Hard Work

Hard Work February 18, 2010

I was always a smart student, in a sense. I could get A’s barely studying and figure out how to write the essay that would impress the instructor but take minimal effort from me. I knew all the shortcuts that would keep schoolwork down to a minimum, freeing up time for my real interests.

For a time, as a mother, I looked for the perfect formula that would produce the best results in my children while taking minimal effort from me. I imagined that my house would run like clockwork, everything would get done, my interests would be fulfilled, and my children would be angels, if I just got the equation right. I looked at what mothers before me had done right, what they wished they could change, poured over parenting books and theories, kept looking for the best parenting techniques. And today, fifty books, three kids, and two cluttered houses later, I still am, in some ways, looking for a shortcut.

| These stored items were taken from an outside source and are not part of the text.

PR #419, opened 2023-11-09
Remove deprecated URL params parsing

alerque:
See discussion begun in in #418

### DIFF
--- a/docs/url.html
+++ b/docs/url.html
@@ -60,7 +60,7 @@ An URL is defined by the following grammar:
 
 <blockquote>
 <tt>
-&lt;url&gt; ::= [&lt;scheme&gt;:][//&lt;authority&gt;][/&lt;path&gt;][;&lt;params&gt;][?&lt;query&gt;][#&lt;fragment&gt;]<br>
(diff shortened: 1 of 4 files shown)


alerque:
Is this what you had in mind @catwell?

Should this be considered a breaking change? That might affect what our next version number is.

Besides stopping to document this as a feature we should probably document the removal too.

catwell:
@alerque Yes, I had no idea it would be so impacting. It might be considered a breaking change but I would be surprised if people relied on this behavior. Tools typically implement the newer behavior e.g.:

```
$ trurl -g "{path"} "ftp://root:passwd@unsafe.org/pub/virus.exe;type=i"
/pub/virus.exe;type=i
```

catwell (approved):

alerque:
Also just for reference, the RFC that standardized params was 1995 and the RFC that obsoleted it with no mention of params was 2005.

I'm not *too* worried about dropping it without much ado, but we should still be careful. This library is used a lot of places and I want to keep the friction of updating to a minimum.

PR #425, opened 2024-03-03
Add PSP as a supported platform

tpimh:


alerque:
Wow what an effort. I'm sure we can get this merged somehow, but the main catch is that I don't have anything PSP-ish to test on, so from upstream side we'd mostly be testing that nothing *else* broke and taking your word for how it goes on the PSP side.

It would be really helpful if anybody that was either running this on PSP or had ported anything else to the PSP and has experience with the platform could chime in here with a review. Do you happen to know any such folks you could send this way?

tpimh:
@alerque Yes, testing of PSP builds should be done on real hardware at the moment. That is until [PPSSPP](https://www.ppsspp.org/) networking code implements the required functions (other emulators exist, but I haven't looked into them).

There's a lot of stuff going on in this PR (initially I thought that would be easy). I should probably split it into multiple smaller PRs:

1. Optional IPv6 support
2. Static build support
3. PSP support

Some things in this PR really do not belong here: ~~sockaddr_storage~~, gethostname, getaddrinfo, herror... These parts should be added to [PSPSDK](https://github.com/pspdev/pspsdk/) and cleaned out of here.

For now, [luasocket is being built for PSP](https://pspdev.github.io/psp-packages/luasocket.html) only with Lua 5.1 and only statically. I want to have a build for every version of Lua available on PSP, and build dynamic .prx modules (Sony's equivalent of .so on Linux or .dll on Windows). I believe the required tooling is currently lacking, but it doesn't seem impossibly hard to implement the missing parts.

alerque:
Splitting up the PR into small chucks based on scope would be *great* and certainly allow some of this to land faster. May I suggest keeping this PR and branch around (probably switched to draft mode), and starting new branches for topic, then cherry picking relevant bits into the other branches for new PRs and review. Then you can keep playing with the whole system here and eventually keep rebasing this branch as individual parts land.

Again and again, I find myself at the same dead end, with the truth that parenting is less of a science than an art, and less of an art than toiling in the hot, dry soil hoping that something will grow. Motherhood is a pragmatic skill. It is not a masterpiece, a product of inspiration, but a slow methodical process, similar perhaps to weaving. While the colors and technique in a woven fabric are important, it is the continual, patient up-down, in-out weaving of the threads that creates the finished work.

There are no shortcuts in parenting. I can be the best parent in theory, but it is the day-to-day mindfulness, patience, and attention that helps a child grow, not the brilliant parenting techniques. To a mother who applies herself, the parenting techniques will bring power and purpose to her ability to influence and nurture her children. To a flaky parent, they won’t be of much help.

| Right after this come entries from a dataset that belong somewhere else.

PR #430, opened 2024-04-27
Pass correct path length for abstract sockets

### LINKED ISSUE #216: No support for abstract namespace?
#I saw that this module supports unix socket and I've been trying to use it with abstract address. 

The below is the example code I tried:
address = '\0/var'
sock = socket.unix()
sock:connect(address)
which results in invalid argument.

Is there no support for abstract address?

Zash:
Since they start with NUL byte, strlen() does the wrong thing. The Lua API can already pass the real string length, so passing that on seems the sensible thing to do.

Fixes #216

### DIFF
--- a/src/unixdgram.c
+++ b/src/unixdgram.c
@@ -16,13 +16,6 @@
 
 #define UNIXDGRAM_DATAGRAMSIZE 8192
 
-/* provide a SUN_LEN macro if sys/un.h doesn't (e.g. Android) */
-#ifndef SUN_LEN
-#define SUN_LEN(ptr) \
-  ((size_t) (((struct sockaddr_un *) 0)->sun_path)  \
-   + strlen ((ptr)->sun_path))
-#endif
-
 /*=========================================================================*\
 * Internal function prototypes
 \*=========================================================================*/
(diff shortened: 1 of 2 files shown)


alerque (approved):

src/unixdgram.c
```diff
@@ -313,10 +313,9 @@ static int meth_getsockname(lua_State *L)
...
 * Turns a master unixdgram object into a client object.
 \*-------------------------------------------------------------------------*/
-static const char *unixdgram_tryconnect(p_unix un, const char *path)
+static const char *unixdgram_tryconnect(p_unix un, const char *path, size_t len)
 {
     struct sockaddr_un remote;
-    size_t len = strlen(path);
     if (len >= sizeof(remote.sun_path)) return "path too long";
     memset(&remote, 0, sizeof(remote));
     strcpy(remote.sun_path, path);
```
Zash, line 321: `strcpy()` and NUL-prefixed strings don't work, needs to be changed to something that takes a length. `strncpy()`? `memcpy()`?

Zash (commented):
> Pull request authors can’t request changes on their own pull request

Okay then!

Zash:
Sorry about that, now it actually works, not just _seems_ to work because `bind(sun_path="")` succeeds but does something else.

alerque (approved):

PR #434, opened 2024-06-28
chore: Remove the executable permission bit from some source files

uudiin:


alerque (commented):
Thanks for spotting this and taking the time to contribute. This looks quite reasonable for most of the files, but shouldn't the `*.cmd` and `*.bat` files still be marked as executable?

Tieske:
That flag has no relevance on Windows. So this should be good to go.

alerque (approved):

I am beginning to realize that it does not matter so much what I do as a mom, as long as I have the right perspective and basic values down. What matters more is how hard I work at it, how much I reflect on my own self, how in synch I am with my children’s needs, and how much time I spend in thoughtful engagement as opposed to reaction mode.

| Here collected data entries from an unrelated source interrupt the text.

PR #438, opened 2024-09-11
`http.request`: possibility to defer body receiving if `sink` is not specified

### LINKED ISSUE #436: http.request api should be improved
Sinks (as well as filters) require response metadata to properly process data. There's a significant difference between receiving a 200 or 404 status code, or whether the content type is application/json, text/html, or an event stream.

Without this metadata, I’m forced to rely on unreliable heuristics in the sink/filter code, which is far from ideal.

It's unfortunate because the response metadata is already retrieved but simply isn't accessible within the sink.

johnd0e:
In this case, the first returned value is not `1`, but a function, taking two optional arguments: `sink` and `step`.
If the function is run without a `sink`, it simply closes the handle, ignoring the body.

Close #436

### DIFF
--- a/src/http.lua
+++ b/src/http.lua
@@ -368,8 +368,16 @@ end
     local code, status = h:receivestatusline()
     -- if it is an HTTP/0.9 server, simply get the body and we are done
     if not code then
-        h:receive09body(status, nreqt.sink, nreqt.step)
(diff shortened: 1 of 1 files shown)


johnd0e:
@alerque Please review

I am suddenly filled with respect for our mothers and all the mothers of the previous generation. Although we can point to the things we will do differently, one thing they had down right was the effort and striving they put into their children. That effort, not a shortcut or a mindset, is what has made the greatest mothers.

Maha Ezzeddine

Maha Ezzeddine lives in Houston, Texas with her husband and three daughters. She is a dedicated MAS worker, part-time writer, and creative homemaker.